## WHAT IS BEING ASKED
In the material below, find every line with "know" and pull it out.

== Segment start ==

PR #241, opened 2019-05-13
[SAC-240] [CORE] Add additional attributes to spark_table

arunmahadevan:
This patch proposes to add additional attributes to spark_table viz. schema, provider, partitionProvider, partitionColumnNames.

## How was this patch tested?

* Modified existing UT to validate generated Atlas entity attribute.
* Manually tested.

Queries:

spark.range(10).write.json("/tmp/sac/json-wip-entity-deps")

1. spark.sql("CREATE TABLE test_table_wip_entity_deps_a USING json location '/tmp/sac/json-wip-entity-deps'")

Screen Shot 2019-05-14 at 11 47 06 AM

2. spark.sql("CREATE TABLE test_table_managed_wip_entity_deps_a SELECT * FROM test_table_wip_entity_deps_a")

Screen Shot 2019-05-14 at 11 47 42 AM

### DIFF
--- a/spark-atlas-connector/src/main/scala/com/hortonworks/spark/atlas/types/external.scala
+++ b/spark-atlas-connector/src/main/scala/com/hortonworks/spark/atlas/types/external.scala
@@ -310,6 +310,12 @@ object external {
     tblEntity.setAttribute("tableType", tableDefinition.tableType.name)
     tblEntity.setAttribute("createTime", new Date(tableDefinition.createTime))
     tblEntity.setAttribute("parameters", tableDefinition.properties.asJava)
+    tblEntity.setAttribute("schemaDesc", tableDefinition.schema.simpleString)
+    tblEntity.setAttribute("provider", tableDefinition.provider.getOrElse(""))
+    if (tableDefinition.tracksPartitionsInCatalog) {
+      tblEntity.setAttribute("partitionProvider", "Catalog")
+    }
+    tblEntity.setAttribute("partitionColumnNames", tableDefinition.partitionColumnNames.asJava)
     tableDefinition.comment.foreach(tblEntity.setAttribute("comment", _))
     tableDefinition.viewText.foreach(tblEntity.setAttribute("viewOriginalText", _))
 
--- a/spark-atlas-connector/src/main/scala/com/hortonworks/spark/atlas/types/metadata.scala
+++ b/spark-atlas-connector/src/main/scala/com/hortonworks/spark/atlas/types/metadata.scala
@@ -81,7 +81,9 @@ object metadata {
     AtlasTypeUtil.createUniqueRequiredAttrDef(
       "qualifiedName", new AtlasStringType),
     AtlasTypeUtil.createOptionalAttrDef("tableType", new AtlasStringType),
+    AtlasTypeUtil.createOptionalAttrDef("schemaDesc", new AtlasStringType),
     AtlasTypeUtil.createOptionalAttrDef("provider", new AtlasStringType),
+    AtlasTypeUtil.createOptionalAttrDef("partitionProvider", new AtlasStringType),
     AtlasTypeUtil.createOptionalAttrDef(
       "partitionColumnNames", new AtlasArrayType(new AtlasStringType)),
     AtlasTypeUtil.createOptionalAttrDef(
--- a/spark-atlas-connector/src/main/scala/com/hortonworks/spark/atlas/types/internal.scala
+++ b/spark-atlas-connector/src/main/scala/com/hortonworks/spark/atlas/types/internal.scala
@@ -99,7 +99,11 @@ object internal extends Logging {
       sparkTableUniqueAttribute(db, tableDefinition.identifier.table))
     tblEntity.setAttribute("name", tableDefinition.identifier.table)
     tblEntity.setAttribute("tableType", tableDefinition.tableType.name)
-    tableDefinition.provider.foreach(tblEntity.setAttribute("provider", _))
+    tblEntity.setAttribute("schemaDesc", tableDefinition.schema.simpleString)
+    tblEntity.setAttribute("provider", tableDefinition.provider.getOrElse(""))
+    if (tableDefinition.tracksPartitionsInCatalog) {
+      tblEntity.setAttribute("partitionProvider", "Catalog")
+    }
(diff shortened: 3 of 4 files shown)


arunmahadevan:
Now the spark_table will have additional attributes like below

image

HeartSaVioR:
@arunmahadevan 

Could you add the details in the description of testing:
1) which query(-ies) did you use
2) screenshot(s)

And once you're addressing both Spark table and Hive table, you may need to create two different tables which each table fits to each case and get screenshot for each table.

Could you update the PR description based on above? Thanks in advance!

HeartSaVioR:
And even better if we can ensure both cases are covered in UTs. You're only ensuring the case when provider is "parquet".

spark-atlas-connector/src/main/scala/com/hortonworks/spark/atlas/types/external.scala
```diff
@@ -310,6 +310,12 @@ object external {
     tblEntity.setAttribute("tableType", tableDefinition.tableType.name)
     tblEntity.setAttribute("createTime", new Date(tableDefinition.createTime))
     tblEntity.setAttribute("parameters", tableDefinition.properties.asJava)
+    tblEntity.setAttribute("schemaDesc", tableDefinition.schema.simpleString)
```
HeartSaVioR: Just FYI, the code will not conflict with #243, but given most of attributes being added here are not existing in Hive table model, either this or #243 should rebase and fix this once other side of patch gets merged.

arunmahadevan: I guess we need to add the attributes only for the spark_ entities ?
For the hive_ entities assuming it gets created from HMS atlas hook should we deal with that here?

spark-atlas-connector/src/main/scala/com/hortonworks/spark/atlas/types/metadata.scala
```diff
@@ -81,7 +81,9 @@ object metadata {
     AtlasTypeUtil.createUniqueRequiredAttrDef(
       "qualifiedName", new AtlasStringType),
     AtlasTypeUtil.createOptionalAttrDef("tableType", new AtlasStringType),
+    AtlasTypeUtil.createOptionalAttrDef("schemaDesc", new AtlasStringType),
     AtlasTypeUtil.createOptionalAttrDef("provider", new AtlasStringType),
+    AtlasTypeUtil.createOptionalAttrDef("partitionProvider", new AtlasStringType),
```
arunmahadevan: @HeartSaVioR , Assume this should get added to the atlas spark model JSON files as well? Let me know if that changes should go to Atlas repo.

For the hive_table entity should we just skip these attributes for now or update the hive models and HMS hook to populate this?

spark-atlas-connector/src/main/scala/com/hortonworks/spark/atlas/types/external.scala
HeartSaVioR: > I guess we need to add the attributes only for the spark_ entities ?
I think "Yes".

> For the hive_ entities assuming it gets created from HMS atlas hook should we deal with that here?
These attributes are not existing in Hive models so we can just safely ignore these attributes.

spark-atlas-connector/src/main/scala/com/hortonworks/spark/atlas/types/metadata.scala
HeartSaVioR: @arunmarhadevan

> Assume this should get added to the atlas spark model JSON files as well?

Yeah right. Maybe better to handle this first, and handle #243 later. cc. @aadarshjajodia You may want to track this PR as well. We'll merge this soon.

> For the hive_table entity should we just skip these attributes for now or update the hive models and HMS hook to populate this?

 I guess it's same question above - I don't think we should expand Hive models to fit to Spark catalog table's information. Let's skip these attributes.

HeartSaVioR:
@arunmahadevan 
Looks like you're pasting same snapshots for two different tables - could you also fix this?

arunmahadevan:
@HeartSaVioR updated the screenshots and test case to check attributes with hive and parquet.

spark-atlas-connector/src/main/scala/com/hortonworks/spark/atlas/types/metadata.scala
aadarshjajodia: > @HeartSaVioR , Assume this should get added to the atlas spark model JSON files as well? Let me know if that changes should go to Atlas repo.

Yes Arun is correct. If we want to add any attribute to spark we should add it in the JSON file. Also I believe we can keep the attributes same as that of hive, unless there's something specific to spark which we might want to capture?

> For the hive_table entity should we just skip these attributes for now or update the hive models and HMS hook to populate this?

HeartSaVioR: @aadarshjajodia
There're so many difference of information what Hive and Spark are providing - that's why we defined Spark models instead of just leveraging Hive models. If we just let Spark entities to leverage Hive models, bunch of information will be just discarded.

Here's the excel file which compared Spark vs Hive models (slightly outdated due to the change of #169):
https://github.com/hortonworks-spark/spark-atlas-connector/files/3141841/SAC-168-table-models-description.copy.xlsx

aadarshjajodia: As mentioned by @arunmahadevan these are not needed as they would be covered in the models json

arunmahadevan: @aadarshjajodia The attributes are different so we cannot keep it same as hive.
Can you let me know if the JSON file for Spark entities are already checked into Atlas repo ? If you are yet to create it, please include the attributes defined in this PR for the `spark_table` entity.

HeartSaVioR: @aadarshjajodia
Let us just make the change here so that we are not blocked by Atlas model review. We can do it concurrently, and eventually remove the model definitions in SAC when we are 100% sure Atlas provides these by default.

== Segment end ==

## RESULT
arunmahadevan: @HeartSaVioR , Assume this should get added to the atlas spark model JSON files as well? Let me know if that changes should go to Atlas repo.
aadarshjajodia: > @HeartSaVioR , Assume this should get added to the atlas spark model JSON files as well? Let me know if that changes should go to Atlas repo.
Can you let me know if the JSON file for Spark entities are already checked into Atlas repo ? If you are yet to create it, please include the attributes defined in this PR for the `spark_table` entity.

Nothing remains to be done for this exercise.